À l’occasion du centiĂšme anniversaire de Judy Garland, diffusez « The Clock »

À l'occasion du centiùme anniversaire de Judy Garland, diffusez "The Clock" - The New Yorker

🍿 2022-06-10 23:15:17 – Paris/France.

La plus grande performance de Judy Garland est dans la version de 1954 de « A Star Is Born », mais son plus grand film est « The Clock » (diffusĂ© sur plusieurs plateformes, y compris Criterion Channel), de 1945, qui a Ă©tĂ© rĂ©alisĂ© par son futur ĂȘtre mari, Vincente Minnelli. C’est le film dans lequel Minnelli a d’abord libĂ©rĂ© toute la force de son talent artistique, et il l’a fait grĂące au pouvoir dramatique de Garland. Garland est nĂ©e le 10 juin 1922 et « The Clock », tournĂ© Ă  la fin de 1944, alors que Garland avait vingt-deux ans, est le premier film dans lequel elle a jouĂ© mais n’a pas chantĂ©. C’est strictement un drame romantique, et son drame est enracinĂ© dans l’histoire primordiale du moment historique, la Seconde Guerre mondiale. La grandeur de « The Clock » s’étend dans de nombreuses dimensions : comme un film de la vie sur le front intĂ©rieur et dans le service militaire ; comme un film de New York ; et comme l’une des romances les plus ravissantes, les plus tendres et, en fait, les plus Ă©rotiques publiĂ©es par un studio hollywoodien de l’époque classique.

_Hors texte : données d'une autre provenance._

Issue #2745, opened 2026-08-02
feat(email/tui): resolve positional references ("reply to 1") to the message the card actually shows


itomek:
The triage card design in #2743 has no keystroke bindings — the user acts by talking:
`"reply to 1"`, `"accept 2"`, `"archive 3"`. That only works if the agent resolves the number to
the same message the card drew under it. Today it cannot, reliably.

## The gap

The card is rendered **client-side** in the TUI from the tool envelope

La perspicacitĂ© et l’influence de Garland sont Ă  la base mĂȘme du film. Elle avait fait pression sur ses patrons Ă  la MGM pour un rĂŽle dramatique et non chantant, et « The Clock » est entrĂ© en production sous la direction de Fred Zinnemann, un Ă©migrĂ© juif autrichien qui Ă©tait en quelque sorte un spĂ©cialiste des drames sociaux-rĂ©alistes. Garland n’était pas satisfait de l’avancement du tournage et a persuadĂ© le producteur du film, Arthur Freed (le principal superviseur des comĂ©dies musicales du studio ainsi qu’un parolier de premier plan, dont les crĂ©dits incluent la chanson « Singin ‘in the Rain »), de remplacer Zinnemann par Minnelli. Elle avait dĂ©jĂ  travaillĂ© avec Minnelli pour la comĂ©die musicale « Meet Me in St. Louis », et il Ă©tait aussi son partenaire amoureux. (Ils se sont mariĂ©s en juin 1945.) Le choix s’est avĂ©rĂ© inspirĂ©. Minnelli et Garland partagent un lien Ă©motionnel et artistique qui a suscitĂ© sa performance librement expressive et son talent artistique distinctif. S’il Ă©tait un styliste cinĂ©matographique exquis, ses mĂ©thodes dĂ©coratives visent une sorte de rĂ©alisme qui lui est propre. « The Clock » offre un Ă©cheveau ininterrompu de performances poignantes, acidulĂ©es et sensibles dans une dĂ©monstration de virtuositĂ© de rĂ©alisateur qui Ă©tait rare Ă  Hollywood ou, d’ailleurs, n’importe oĂč. Loin d’ĂȘtre un simple exercice de style visuel, la mise en scĂšne de Minnelli incarne une large vision philosophique du monde et une ardente intimitĂ© Ă©motionnelle.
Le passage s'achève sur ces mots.